Jan Klingelhöfer - Accountability and Incumbency Advantage
Date and Time: December 20th, 2018, 10:00 am - 12:00 pm
Room: Meeting Room, 1st floor, Dongliuzhai (Old Campus)
Abstract
Incumbency advantage is the difference in the probabilities of remaining in versus losing office for an incumbents party. I show that incumbency advantage increases accountability of political parties. To do so, I develop a repeated probabilistic voting model with two parties that alternate in office. Parts of the electorate are forward-looking and vote according to their (probabilistic) party preferences, and parts of the electorate consider the amount of rent-seeking by the incumbent party when they make their voting decision between two parties. The model allows for two different sources of incumbency advantage. Preference-driven incumbency advantage occurs if the random distribution of party preferences is biased in favor of the incumbent party. Accountability driven incumbency advantage is the result of the strategic interaction between retrospective voters who want to limit rent-seeking activities and the parties. It is always intertwined with electoral punishment, the loss in likelihood of an election victory when an incumbent party does engage in rent-seeking above a threshold. I show that it possible to distinguish the effects of incumbency advantage and electoral punishment on the minimum level of rent-seeking that is sustainable in equilibrium. While there is no accountability without the presence of backward-looking voters and electoral punishment, additional external incumbency advantage leads to lower rents and increasing accountability. The larger the incumbency advantage, the more important it is for a party to win the next election. Consequently, the incumbent party is willing to give up more rent-seeking in return for a higher likelihood of being reelected.

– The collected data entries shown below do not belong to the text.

PR #1387, opened 2024-05-15
fix dataset refreshing status

y-f-u:
This fixes the dataset refreshing status.

Also added a test to prevent regression.


crates/runtime/src/accelerated_table/refresh.rs
```diff
@@ -145,8 +153,16 @@ impl Refresher {
                             } else if let Some(sender) = ready_sender.take() {
                                 sender.send(()).ok();
                             };
+                            status::update_dataset(
+                                dataset_name.as_str(),
+                                status::ComponentStatus::Ready,
+                            );
```
phillipleblanc: This pattern is repeated a couple of times, maybe its worth extracting out a common function that both sends the `ready_sender` and updates the dataset.

phillipleblanc (approved):

PR #1388, opened 2024-05-15
clickhouse friendly error

y-f-u:
Mimic the postgres way to include:
- host or port error
- username or password error

### DIFF
--- a/crates/db_connection_pool/src/clickhousepool.rs
+++ b/crates/db_connection_pool/src/clickhousepool.rs
@@ -49,6 +49,13 @@ pub enum Error {
         source: clickhouse_rs::errors::Error,
     },
 
+    #[snafu(display(
+        "Authentication failed. Ensure that the username and password are correctly configured."
+    ))]
+    InvalidUsernameOrPasswordError {
+        source: clickhouse_rs::errors::Error,
+    },
+
     #[snafu(display("Cannot connect to ClickHouse on {host}:{port}. Ensure that the host and port are correctly configured, and that the host is reachable."))]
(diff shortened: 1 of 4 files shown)


crates/db_connection_pool/src/clickhousepool.rs
```diff
@@ -179,9 +203,34 @@ fn get_config_from_params(
...
+                        Err(Error::InvalidUsernameOrPasswordError {
+                            source: server_error.into(),
+                        })
+                    } else {
+                        Err(Error::ConnectionPoolRunError {
+                            source: server_error.into(),
+                        })
+                    }
+                }
+            },
```
gloomweaver, line 232:
```suggestion
            Err(e) => match e {
                clickhouse_rs::errors::Error::Server(server_error) => {
                    if server_error.code == 516 {
                        Err(Error::InvalidUsernameOrPasswordError {
                            source: server_error.into(),
                        })
                    } else {
                        Err(Error::ConnectionPoolRunError {
                            source: server_error.into(),
                        })
                    }
                }
                _ => {
                    Err(Error::ConnectionPoolRunError { source: e })
                }
            },
```

ewgenius (approved):

digadeesh (approved):

crates/db_connection_pool/src/clickhousepool.rs
y-f-u: The reason to keep so is to make sure if the downstream updated, we will get a compile error or something to tell us there is new error pops up.

PR #1393, opened 2024-05-16
use df logical plan to query latest timestamp when refreshing incrementally

y-f-u:
- use df logical plan to query latest timestamp from accelerator in refresher
- add a timestamp test for incremental appending.


crates/runtime/src/accelerated_table/refresh.rs
```diff
@@ -338,6 +333,19 @@ impl Refresher {
...
 
+    #[allow(clippy::needless_pass_by_value)]
+    fn get_df(&self, ctx: SessionContext, column: &str) -> Result<DataFrame, DataFusionError> {
+        let expr = cast(
+            col(column),
+            DataType::Timestamp(arrow::datatypes::TimeUnit::Nanosecond, None),
+        )
+        .alias("a");
+        ctx.read_table(Arc::clone(&self.accelerator))?
+            .select(vec![expr.clone()])?
```
phillipleblanc:
```suggestion
            .select(vec![expr])?
```

phillipleblanc (approved):

PR #1402, opened 2024-05-16
Refactor datafusion.write_data to use table reference

ewgenius:
Changed `is_writable` and `write_data` methods to use `TableReference` for custom schemas support.

### DIFF
--- a/crates/runtime/src/datafusion.rs
+++ b/crates/runtime/src/datafusion.rs
@@ -323,7 +323,7 @@ impl DataFusion {
                     .context(UnableToGetTableSnafu)?
                     .ok_or_else(|| {
                         TableMissingSnafu {
-                            schema: "runtime".to_string(),
+                            schema: schema_name.to_string(),
                             table: table_name.to_string(),
                         }
                         .build()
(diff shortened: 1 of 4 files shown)


crates/runtime/src/datafusion.rs
```diff
@@ -276,16 +299,40 @@ impl DataFusion {
...
+
+        if let Some(schema_name) = table_reference.schema() {
+            if let Some(schema) = self.schema(schema_name) {
+                let table_provider = schema
+                    .table(table_name)
+                    .await
+                    .context(UnableToGetTableSnafu)?
+                    .ok_or_else(|| {
+                        TableMissingSnafu {
+                            schema: "runtime".to_string(),
```
```suggestion
                            schema: schema_name.to_string(),
```

crates/runtime/src/datafusion.rs
```diff
@@ -294,6 +341,23 @@ impl DataFusion {
...
+        data_update: DataUpdate,
+    ) -> Result<()> {
+        if !self.is_writable(&table_reference) {
+            TableNotWritableSnafu {
+                table_name: table_reference.to_string(),
+            }
+            .fail()?;
+        }
+
+        let table_provider = self.get_table_provider(table_reference.clone()).await?;
```
phillipleblanc: Maybe this can take a reference so we don't have to clone?

phillipleblanc (dismissed):

crates/runtime/src/datafusion.rs
ewgenius: fixed, thanks

phillipleblanc (approved):

PR #1415, opened 2024-05-17
Propagate object store error

gloomweaver:
Before:
CleanShot 2024-05-17 at 8  39 21@2x
After:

The positive effect of incumbency advantage on accountability somewhat counterintuitive because it is widely believed that parties and politicians are less likely to be voted out of office are less accountable. However, this belief would only be justified if only cases with a combination of large incumbency advantage and low degrees of electoral punishment were conceivable. While this is a typical combination for countries with some degree of electoral fraud and manipulation, for example Russia under Putin, it is unlikely to occur in functioning mature democracies. In addition to its substantive contribution, this paper also provides a straightforward model of probabilistic voting that can be applied to different settings in which different groups of voters have random turnouts.